**INPUT FOR THIS TASK**
Issue #3259, opened 2016-01-26
graph-tool: symbol binding failed


itcarroll:
Python package imports okay, by calling `graph_draw` gives a runtime error message:

```
dyld: lazy symbol binding failed: Symbol not found: __ZN10graph_tool6detail15action_dispatchIN5boost6lambda14lambda_functorINS3_19lambda_functor_baseINS3_12other_actionINS3_17assignment_actionEEENS2_6tuples5tupleINS4_INS3_8identityIRmEEEENS4_INS5_INS3_6actionILi2ENS3_15function_actionILi2EmEEEENSA_IKNS_15HardNumVerticesEKNS4_INS3_11placeholderILi1EEEEENS9_9null_typeESP_SP_SP_SP_SP_SP_SP_EEEEEESP_SP_SP_SP_SP_SP_SP_SP_EEEEEEN4mpl_5bool_ILb0EEEJNS0_15all_graph_viewsEEEC1ERKS10_
  Referenced from: /usr/local/lib/python3.5/site-packages/graph_tool/libgraph_tool_core.so
  Expected in: flat namespace

dyld: Symbol not found: __ZN10graph_tool6detail15action_dispatchIN5boost6lambda14lambda_functorINS3_19lambda_functor_baseINS3_12other_actionINS3_17assignment_actionEEENS2_6tuples5tupleINS4_INS3_8identityIRmEEEENS4_INS5_INS3_6actionILi2ENS3_15function_actionILi2EmEEEENSA_IKNS_15HardNumVerticesEKNS4_INS3_11placeholderILi1EEEEENS9_9null_typeESP_SP_SP_SP_SP_SP_SP_EEEEEESP_SP_SP_SP_SP_SP_SP_SP_EEEEEEN4mpl_5bool_ILb0EEEJNS0_15all_graph_viewsEEEC1ERKS10_
  Referenced from: /usr/local/lib/python3.5/site-packages/graph_tool/libgraph_tool_core.so
  Expected in: flat namespace
```

I uninstalled all the dependencies then built up from source with:

```
brew install --build-from-source boost
brew install --build-from-source boost-python --with-python3 --without-python
brew install --build-from-source graph-tool --HEAD --with-python3 --without-python
```

The graph-tool install issued the warning

```
Warning: homebrew/science/graph-tool dependency gcc was built with a different C++ standard
library (libstdc++ from clang). This may cause problems at runtime.
```

[...]

PR #3267, opened 2016-01-29
graph-tool: patch for boost 1.60

mistydemeo:
Refs #3259.


tdsmith:
:tada:

itcarroll:
got two identical hashes in the there...
betcha the first of the dupes should be
456247297df4a7db7ffa696bbd6cee3ab3a6ffa7e20dbd1a2058336efa33a782

mistydemeo:
Arg, good catch. Fixed and repushed.

PR #3271, opened 2016-01-30
atompaw 4.0.0.12 (new formula)

mtorrent:
Add formula for atompaw software, a small tool to produce atomic data for 1st-principle material science codes.


atompaw.rb
```diff
@@ -0,0 +1,42 @@
...
+    end
+
+    system "./configure", *args
+    system "make"
+
+    if build.with? "test"
+      mkdir("example/F/test") unless File.directory?("example/F/test")
+      cd("example/F/test") do
+        system "../../../src/atompaw <../lda/F.input 2>&1 | tee make-test.log"
+        ohai `grep "</paw_dataset>" "F.LDA-PW-paw.xml" | tee make-test.log`.chomp
```
dpo: It would be great to install `F.input` to `pkgshare/"data"` (say) and to run this test in the `test` method.

atompaw.rb
```diff
@@ -0,0 +1,36 @@
...
+      args << "--with-libxc-incs=-I#{Formula["libxc"].opt_include}"
+      args << "--with-libxc-libs=-L#{Formula["libxc"].opt_lib} -lxc -lxcf90"
+    end
+
+    system "./configure", *args
+    system "make", "install"
+  end
+
+  test do
+    atompaw_tests=%W[#{doc}/example/F/lda/F.input
```
dpo: Please use spaces around `=`.

PR #230, opened 2025-11-07
Add Support for GetAttribute and Indirect Access to Einsum Interpreter 

TheRealMichaelWang:
- Added support for GetAttribute Einsum AST Node
  - Currently supports `shape`, `elems`, and `coords` which query attributes from sparse tnesors
  - Has a dim field which is required for some queries
- Added support for indirect access
  - Includes support for indirect access with one index-operand (i.e. `B[ACoords[k]]`)
  - Includes support for mixing indirect accessors and regular indices (i.e. `B[AcoordsI[k], j]`)

### DIFF
--- a/.pre-commit-config.yaml
+++ b/.pre-commit-config.yaml
@@ -35,7 +35,7 @@ repos:
     - id: no-commit-to-branch
 
 - repo: https://github.com/astral-sh/ruff-pre-commit
-  rev: v0.14.10
+  rev: v0.14.14
   hooks:
     - id: ruff-check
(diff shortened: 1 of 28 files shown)


willow-ahrens (changes requested):
Great work, thanks! My first request: Please rename to GetAttr (like it is in FinchAssembly, FinchNotation). Additionally, please just use e.g. `coords3` rather than `coords`, 3, to keep a uniform interface to attributes in finch-lite. Once you've fixed this I'll take another look.

willow-ahrens (changes requested):

PR #233, opened 2025-11-11
[DRAFT] SuperTensor einsum interpreter

jessicaliu06:
### `supertensor.py`
- Represents a tensor using the following attributes:
    - a base tensor
    - a map that encodes which modes of the logical tensor are combined into each mode of the base tensor, and in what order these logical modes are combined. 
- Supports item access using logical coordinates.

### `interpreter.py`
- **Input:** an einsum AST where the tensor name of each `Access` node is bound to a `SuperTensor`, and the indices of each `Access` node are _logical_ indices on the `SuperTensor`
    - Note: The base tensor of a `SuperTensor` in the input AST will have some arbitrary shape.
- **Algorithm:**
    - Collect all `Access` nodes in the einsum expression.
    - Reshape the base tensors to combine index groups in a useful way.
    - Bind each tensor name to the correctly-shaped base tensor.
    - Rewrite each `Access` node with the proper indices to access the correctly-shaped base tensor.
    - Call the standard einsum interpreter on the rewritten AST to compute the base tensor of the output tensor.
    - Wrap the output base tensor into an output `SuperTensor`.

### `test.py`
- Contains a simple test case, for which the output of the SuperTensor interpreter matches the output of the regular interpreter.

### DIFF
--- a/src/finchlite/supertensor/interpreter.py
+++ b/src/finchlite/supertensor/interpreter.py
@@ -74,7 +74,7 @@ class SuperTensorEinsumInterpreter:
                     ]
 
                     # Restore the logical shape of the SuperTensor.
-                    supertensor = self.bindings[access.tns.name]
+                    supertensor = self.bindings[access.tns]
                     logical_tns = np.empty(
                         supertensor.shape, dtype=supertensor.base.dtype
                     )
@@ -87,8 +87,8 @@ class SuperTensorEinsumInterpreter:
                     )
 
                     # Map the tensor name to its corrected base tensor and index list.
-                    corrected_bindings[access.tns.name] = corrected_supertensor.base
-                    corrected_idx_lists[access.tns.name] = new_idx_list
+                    corrected_bindings[access.tns] = corrected_supertensor.base
+                    corrected_idx_lists[access.tns] = new_idx_list
 
                 # Construct the corrected index list and mode map for the output.
                 new_output_idx_list = sorted(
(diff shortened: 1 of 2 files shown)


src/finchlite/supertensor/interpreter.py
```diff
@@ -0,0 +1,216 @@
...
+                case ein.Access():
+                    for child in curr.children:
+                        postorder(child)
+                    accesses.append(curr)
+                case _:
+                    if hasattr(curr, "children"):
+                        for child in curr.children:
+                            postorder(child)
+            
+        postorder(node)
```
willow-ahrens: use PostOrderDFS from symbolic.py, inline this function

src/finchlite/supertensor/interpreter.py
```diff
@@ -0,0 +1,216 @@
...
+                    tns_name = access.tns.name
+                    idxs = [idx.name for idx in access.idxs]
+                    input_idx_list.append((tns_name, idxs))
+                
+                idx_groups = SuperTensorEinsumInterpreter._group_indices(output_name, output_idxs, input_idx_list)
+
+                # Assign a new index name to each group of original indices.
+                new_idxs = {}
+                for k, (tensor_set, _) in enumerate(idx_groups):
+                    new_idxs[tensor_set] = f"i{k}"
```
willow-ahrens: use Namespace from Symbolic.py to create fresh index variable names.

src/finchlite/supertensor/interpreter.py
```diff
@@ -0,0 +1,216 @@
...
+                    tns_name = access.tns.name
+                    supertensor = self.bindings[access.tns.name]
+                    idxs = [idx.name for idx in access.idxs]
+                    inputs.append((tns_name, supertensor, idxs))
+
+                corrected_bindings = {}
+                corrected_idx_lists = {}
+                for tns_name, supertensor, input_idx_list in inputs:
+                    new_idx_list = []
+                    mode_map = []
```
willow-ahrens: we can construct a dictionary globally, which maps idx -> newidx, which I think would be helpful here.

PR #234, opened 2025-11-11
Traversal change and istree and isdescendant change

yusheng036:
Hi! I have addressed todays meeting change by changing the location of the Traversal (PostOrderDFS and PreOrderDFS) to traversal.py in symbolic and added istree and isdescendant into utility.py in Finch_Logic. I have also added each of their respective test in the test files

### DIFF
--- a/src/finchlite/symbolic/traversal.py
+++ b/src/finchlite/symbolic/traversal.py
@@ -21,15 +21,7 @@ def intree(n1, n2):
     """
     Return True iff `n1` occurs in the subtree rooted at `n2`.
     """
-    target = n1
-    stack = [n2]
-    while stack:
-        n = stack.pop()
-        if n == target:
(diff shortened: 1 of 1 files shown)


kylebd99 (commented):
Overall, these look great! A couple of small notes:
1. I think you should put intree and isdescendant in traversal.py as well because that's not specific to the finch_logic node.
2. Instead of putting the tests in test_logic_interpreter, I'd make a test_traversal.py file to explicitly test the traversal functions. We'll probably add to that file, so it seems worthwhile to have its own test file.

kylebd99 (changes requested):

yusheng036:
Hi @willow-ahrens,

That was an oversight on my part. I’ve updated the code to reflect the requested changes.

Yu Sheng

PR #236, opened 2025-11-12
Add abstract types for statements + typing fixes

willow-ahrens:


src/finchlite/finch_assembly/nodes.py
```diff
@@ -573,15 +583,15 @@ def children(self):
 
 
 @dataclass(eq=True, frozen=True)
-class Block(AssemblyTree):
+class Block(AssemblyTree, AssemblyStatement):
```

**ACTIVITY**
Look above for the line holding "- Note: The". Print it and every line after it, exactly, through the line holding "- Rewrite each".

**YOUR SOLUTION**
    - Note: The base tensor of a `SuperTensor` in the input AST will have some arbitrary shape.
- **Algorithm:**
    - Collect all `Access` nodes in the einsum expression.
    - Reshape the base tensors to combine index groups in a useful way.
    - Bind each tensor name to the correctly-shaped base tensor.
    - Rewrite each `Access` node with the proper indices to access the correctly-shaped base tensor.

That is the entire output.